Indeed, despite its popularity, the home-stay business has been somewhat undermined by security concerns of late. Last summer, a San Francisco woman who rented her home out for a week through Airbnb had most of her personal possessions stolen or destroyed by a guest. In August this year, two young women in Stockholm, Sweden, who returned home from a month-long holiday were shocked to find that their apartment, also rented through Airbnb, had been used by Irish prostitutes as a temporary brothel.
To remedy its reputation, Airbnb launched a host guarantee service providing damage coverage of up to US$50,000 per booking. The amount was raised to US$1 million a few months ago. But at present the policy applies to only 16 countries, and Hong Kong is not included. Wimdu employs agents who can check in and check out a guest on a host's behalf, making sure they leave the apartment in good condition. It charges an extra 7 per cent of total rent for this service.
Another hosting issue concerns renters who sublet their apartments. A host risks getting into trouble if the tenancy contract contains a clause prohibiting the tenant from subletting the flat. Apparently, this is not yet a big issue in the nascent peer-to-peer home vacation market in Hong Kong, but in New York, an Airbnb host was recently served a restraining order filed by his landlord requiring him to kick out his guests immediately. A state law also went into effect last year to make it illegal to rent certain residential space in the Big Apple for less than 30 days.
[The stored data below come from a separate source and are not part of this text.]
PR #3231, opened 2026-04-23
DrivAerML: surface pressure gradient smoothness regularization

tcapelle:
## Hypothesis

The DrivAerML champion has been stuck at 3.833% since PR #3072. The local neighborhood of recipe tuning (T_max, heads, EMA decay, LR, noam features) is exhausted. This experiment introduces a **physics-informed regularization loss** that penalizes unphysically large spatial gradients of predicted pressure fields.

**Physics motivation:** In attached flows at moderate Reynolds number, surface pressure is a smooth function except at specific geometric features (leading edge suction peak, trailing edge, separation bubbles). The Euler pressure equation requires dp/dn = 0 at the wall for flat plates — smooth variations are physically expected. High-frequency prediction noise in pressure is physically implausible and may be a source of generalization error on unseen car geometries.

**Implementation:** Add a regularization term to the loss:

```python
L_total = L_prediction + lambda_grad * L_gradient_reg
L_gradient_reg = mean(||∇p_pred||²)
```

where `∇p_pred` is computed using the mesh connectivity (neighbor differences between surface points). The gradient is approximated as the mean squared difference between each point's predicted pressure and the mean of its k nearest neighbors' predictions.

**Hypothesis:** This smoothness prior will reduce high-frequency prediction noise, improve generalization to test geometries, and potentially break through the 3.833% barrier.

## Instructions

Implement the surface pressure gradient regularization in `target/icml2026/train.py`:

1. In the training loop, after computing the standard prediction loss, add:
   - Find the k=8 nearest neighbors for each surface point using the existing coordinate data
   - Compute `p_pred` = predicted pressure for current surface points
   - Compute `L_grad_reg = mean((p_pred - mean_neighbor_p_pred)^2)` over all points
   - Add `lambda_grad * L_grad_reg` to the total loss

2. Run 3 trials with different `lambda_grad` values:
   - **Trial 1:** `lambda_grad = 0.01` (light regularization)
   - **Trial 2:** `lambda_grad = 0.1` (moderate regularization)
   - **Trial 3:** `lambda_grad = 1.0` (strong regularization)

3. All trials use the exact DM champion config:
```
python train.py --dataset drivaerml --optimizer adamw --lr 5e-4 \
  --epochs 999 --batch-size 1 \
  --ema-decay 0.9995 --wandb_group dm-pressure-gradient-reg
```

Also, be advised: according to Hong Kong law, a place rented for less than 28 days needs a hotel licence. The government is not too vigilant about enforcing this law, but it exists.
To be sure, these issues do not makes things easier for renters, but they haven't put a damper on this unique rental market, either. As Mok reckons: "This is a lucrative market. And in a property-obsessed city like Hong Kong, nothing can stop people from seeking to make quick money with their properties - as long as they know the money is there."